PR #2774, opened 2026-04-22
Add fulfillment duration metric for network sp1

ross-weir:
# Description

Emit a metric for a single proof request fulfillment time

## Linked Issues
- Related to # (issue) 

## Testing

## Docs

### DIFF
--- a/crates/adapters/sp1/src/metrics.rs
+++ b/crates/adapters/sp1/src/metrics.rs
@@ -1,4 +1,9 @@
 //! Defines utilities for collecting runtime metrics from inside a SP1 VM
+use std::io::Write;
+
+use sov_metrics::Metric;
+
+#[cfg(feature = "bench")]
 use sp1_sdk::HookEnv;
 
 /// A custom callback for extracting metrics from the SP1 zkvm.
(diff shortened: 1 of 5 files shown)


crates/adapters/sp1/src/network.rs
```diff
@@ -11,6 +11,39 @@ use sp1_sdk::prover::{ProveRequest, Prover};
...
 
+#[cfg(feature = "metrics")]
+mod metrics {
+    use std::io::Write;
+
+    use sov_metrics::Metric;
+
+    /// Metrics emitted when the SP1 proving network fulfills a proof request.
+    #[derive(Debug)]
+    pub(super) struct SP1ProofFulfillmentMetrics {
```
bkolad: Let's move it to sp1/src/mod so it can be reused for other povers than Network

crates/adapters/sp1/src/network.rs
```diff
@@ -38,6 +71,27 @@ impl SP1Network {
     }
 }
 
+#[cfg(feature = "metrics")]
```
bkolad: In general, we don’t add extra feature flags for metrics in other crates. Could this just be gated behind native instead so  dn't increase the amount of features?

Work task: Please return the records above in their exact form.

Completed exercise:
PR #2774, opened 2026-04-22
Add fulfillment duration metric for network sp1

ross-weir:
# Description

Emit a metric for a single proof request fulfillment time

## Linked Issues
- Related to # (issue) 

## Testing

## Docs

### DIFF
--- a/crates/adapters/sp1/src/metrics.rs
+++ b/crates/adapters/sp1/src/metrics.rs
@@ -1,4 +1,9 @@
 //! Defines utilities for collecting runtime metrics from inside a SP1 VM
+use std::io::Write;
+
+use sov_metrics::Metric;
+
+#[cfg(feature = "bench")]
 use sp1_sdk::HookEnv;
 
 /// A custom callback for extracting metrics from the SP1 zkvm.
(diff shortened: 1 of 5 files shown)


crates/adapters/sp1/src/network.rs
```diff
@@ -11,6 +11,39 @@ use sp1_sdk::prover::{ProveRequest, Prover};
...
 
+#[cfg(feature = "metrics")]
+mod metrics {
+    use std::io::Write;
+
+    use sov_metrics::Metric;
+
+    /// Metrics emitted when the SP1 proving network fulfills a proof request.
+    #[derive(Debug)]
+    pub(super) struct SP1ProofFulfillmentMetrics {
```
bkolad: Let's move it to sp1/src/mod so it can be reused for other povers than Network

crates/adapters/sp1/src/network.rs
```diff
@@ -38,6 +71,27 @@ impl SP1Network {
     }
 }
 
+#[cfg(feature = "metrics")]
```
bkolad: In general, we don’t add extra feature flags for metrics in other crates. Could this just be gated behind native instead so  dn't increase the amount of features?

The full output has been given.